> [ASSIGNMENT]
Repeat each entry word for word.

Collected data entries
==========
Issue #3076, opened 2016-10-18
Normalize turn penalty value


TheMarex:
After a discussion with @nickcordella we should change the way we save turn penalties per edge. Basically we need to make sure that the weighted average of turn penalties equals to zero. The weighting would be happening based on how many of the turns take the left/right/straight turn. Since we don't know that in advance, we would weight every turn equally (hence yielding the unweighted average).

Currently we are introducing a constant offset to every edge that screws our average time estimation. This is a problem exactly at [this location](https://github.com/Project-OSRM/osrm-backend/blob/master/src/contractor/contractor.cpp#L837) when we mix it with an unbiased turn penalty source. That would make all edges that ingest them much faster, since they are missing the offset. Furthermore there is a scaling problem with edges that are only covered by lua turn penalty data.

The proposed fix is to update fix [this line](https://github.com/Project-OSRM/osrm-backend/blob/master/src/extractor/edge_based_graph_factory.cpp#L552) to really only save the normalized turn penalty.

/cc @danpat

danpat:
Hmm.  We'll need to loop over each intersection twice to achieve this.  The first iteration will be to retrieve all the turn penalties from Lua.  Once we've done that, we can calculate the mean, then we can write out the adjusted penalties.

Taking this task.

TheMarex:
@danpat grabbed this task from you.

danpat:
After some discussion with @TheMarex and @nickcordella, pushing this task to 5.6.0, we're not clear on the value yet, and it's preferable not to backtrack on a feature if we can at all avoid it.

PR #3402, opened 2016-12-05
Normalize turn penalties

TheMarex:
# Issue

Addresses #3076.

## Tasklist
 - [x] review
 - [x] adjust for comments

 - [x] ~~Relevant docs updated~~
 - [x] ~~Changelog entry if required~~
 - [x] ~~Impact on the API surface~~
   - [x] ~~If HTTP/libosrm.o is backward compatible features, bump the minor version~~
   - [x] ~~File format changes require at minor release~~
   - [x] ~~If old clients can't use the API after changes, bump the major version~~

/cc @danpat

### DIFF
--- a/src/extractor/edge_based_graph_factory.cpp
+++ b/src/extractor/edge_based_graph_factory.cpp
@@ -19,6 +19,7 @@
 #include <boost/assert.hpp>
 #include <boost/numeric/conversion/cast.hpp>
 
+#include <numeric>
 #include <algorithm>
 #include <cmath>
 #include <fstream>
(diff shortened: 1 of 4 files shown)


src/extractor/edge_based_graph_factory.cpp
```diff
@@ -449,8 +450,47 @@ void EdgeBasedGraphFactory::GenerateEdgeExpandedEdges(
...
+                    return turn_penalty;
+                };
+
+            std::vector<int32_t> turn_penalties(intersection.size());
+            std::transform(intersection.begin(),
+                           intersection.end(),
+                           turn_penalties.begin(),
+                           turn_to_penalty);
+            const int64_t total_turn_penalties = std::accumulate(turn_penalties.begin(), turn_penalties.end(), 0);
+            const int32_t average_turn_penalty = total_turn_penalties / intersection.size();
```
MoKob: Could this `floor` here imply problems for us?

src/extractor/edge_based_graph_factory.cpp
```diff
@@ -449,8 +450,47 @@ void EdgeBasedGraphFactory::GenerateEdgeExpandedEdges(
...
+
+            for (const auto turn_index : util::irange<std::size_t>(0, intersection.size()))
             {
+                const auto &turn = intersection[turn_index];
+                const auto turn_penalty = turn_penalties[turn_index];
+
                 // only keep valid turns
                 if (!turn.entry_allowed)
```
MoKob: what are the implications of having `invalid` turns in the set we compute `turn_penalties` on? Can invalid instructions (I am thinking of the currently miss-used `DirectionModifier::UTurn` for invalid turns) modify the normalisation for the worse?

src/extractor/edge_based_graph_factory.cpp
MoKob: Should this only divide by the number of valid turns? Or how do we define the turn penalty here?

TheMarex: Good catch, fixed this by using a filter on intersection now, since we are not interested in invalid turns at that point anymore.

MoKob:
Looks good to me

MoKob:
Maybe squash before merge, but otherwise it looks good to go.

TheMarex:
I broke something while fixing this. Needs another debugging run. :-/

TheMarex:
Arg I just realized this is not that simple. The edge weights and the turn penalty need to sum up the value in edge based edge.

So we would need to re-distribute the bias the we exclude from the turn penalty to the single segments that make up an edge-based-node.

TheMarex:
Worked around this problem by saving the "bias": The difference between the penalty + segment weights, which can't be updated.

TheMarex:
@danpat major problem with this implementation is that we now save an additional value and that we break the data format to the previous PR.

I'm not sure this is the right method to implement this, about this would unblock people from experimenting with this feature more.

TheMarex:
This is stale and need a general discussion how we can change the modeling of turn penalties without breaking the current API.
==========
> [RESULT BELOW]
Issue #3076, opened 2016-10-18
Normalize turn penalty value


TheMarex:
After a discussion with @nickcordella we should change the way we save turn penalties per edge. Basically we need to make sure that the weighted average of turn penalties equals to zero. The weighting would be happening based on how many of the turns take the left/right/straight turn. Since we don't know that in advance, we would weight every turn equally (hence yielding the unweighted average).

Currently we are introducing a constant offset to every edge that screws our average time estimation. This is a problem exactly at [this location](https://github.com/Project-OSRM/osrm-backend/blob/master/src/contractor/contractor.cpp#L837) when we mix it with an unbiased turn penalty source. That would make all edges that ingest them much faster, since they are missing the offset. Furthermore there is a scaling problem with edges that are only covered by lua turn penalty data.

The proposed fix is to update fix [this line](https://github.com/Project-OSRM/osrm-backend/blob/master/src/extractor/edge_based_graph_factory.cpp#L552) to really only save the normalized turn penalty.

/cc @danpat

danpat:
Hmm.  We'll need to loop over each intersection twice to achieve this.  The first iteration will be to retrieve all the turn penalties from Lua.  Once we've done that, we can calculate the mean, then we can write out the adjusted penalties.

Taking this task.

TheMarex:
@danpat grabbed this task from you.

danpat:
After some discussion with @TheMarex and @nickcordella, pushing this task to 5.6.0, we're not clear on the value yet, and it's preferable not to backtrack on a feature if we can at all avoid it.

PR #3402, opened 2016-12-05
Normalize turn penalties

TheMarex:
# Issue

Addresses #3076.

## Tasklist
 - [x] review
 - [x] adjust for comments

 - [x] ~~Relevant docs updated~~
 - [x] ~~Changelog entry if required~~
 - [x] ~~Impact on the API surface~~
   - [x] ~~If HTTP/libosrm.o is backward compatible features, bump the minor version~~
   - [x] ~~File format changes require at minor release~~
   - [x] ~~If old clients can't use the API after changes, bump the major version~~

/cc @danpat

### DIFF
--- a/src/extractor/edge_based_graph_factory.cpp
+++ b/src/extractor/edge_based_graph_factory.cpp
@@ -19,6 +19,7 @@
 #include <boost/assert.hpp>
 #include <boost/numeric/conversion/cast.hpp>
 
+#include <numeric>
 #include <algorithm>
 #include <cmath>
 #include <fstream>
(diff shortened: 1 of 4 files shown)


src/extractor/edge_based_graph_factory.cpp
```diff
@@ -449,8 +450,47 @@ void EdgeBasedGraphFactory::GenerateEdgeExpandedEdges(
...
+                    return turn_penalty;
+                };
+
+            std::vector<int32_t> turn_penalties(intersection.size());
+            std::transform(intersection.begin(),
+                           intersection.end(),
+                           turn_penalties.begin(),
+                           turn_to_penalty);
+            const int64_t total_turn_penalties = std::accumulate(turn_penalties.begin(), turn_penalties.end(), 0);
+            const int32_t average_turn_penalty = total_turn_penalties / intersection.size();
```
MoKob: Could this `floor` here imply problems for us?

src/extractor/edge_based_graph_factory.cpp
```diff
@@ -449,8 +450,47 @@ void EdgeBasedGraphFactory::GenerateEdgeExpandedEdges(
...
+
+            for (const auto turn_index : util::irange<std::size_t>(0, intersection.size()))
             {
+                const auto &turn = intersection[turn_index];
+                const auto turn_penalty = turn_penalties[turn_index];
+
                 // only keep valid turns
                 if (!turn.entry_allowed)
```
MoKob: what are the implications of having `invalid` turns in the set we compute `turn_penalties` on? Can invalid instructions (I am thinking of the currently miss-used `DirectionModifier::UTurn` for invalid turns) modify the normalisation for the worse?

src/extractor/edge_based_graph_factory.cpp
MoKob: Should this only divide by the number of valid turns? Or how do we define the turn penalty here?

TheMarex: Good catch, fixed this by using a filter on intersection now, since we are not interested in invalid turns at that point anymore.

MoKob:
Looks good to me

MoKob:
Maybe squash before merge, but otherwise it looks good to go.

TheMarex:
I broke something while fixing this. Needs another debugging run. :-/

TheMarex:
Arg I just realized this is not that simple. The edge weights and the turn penalty need to sum up the value in edge based edge.

So we would need to re-distribute the bias the we exclude from the turn penalty to the single segments that make up an edge-based-node.

TheMarex:
Worked around this problem by saving the "bias": The difference between the penalty + segment weights, which can't be updated.

TheMarex:
@danpat major problem with this implementation is that we now save an additional value and that we break the data format to the previous PR.

I'm not sure this is the right method to implement this, about this would unblock people from experimenting with this feature more.

TheMarex:
This is stale and need a general discussion how we can change the modeling of turn penalties without breaking the current API.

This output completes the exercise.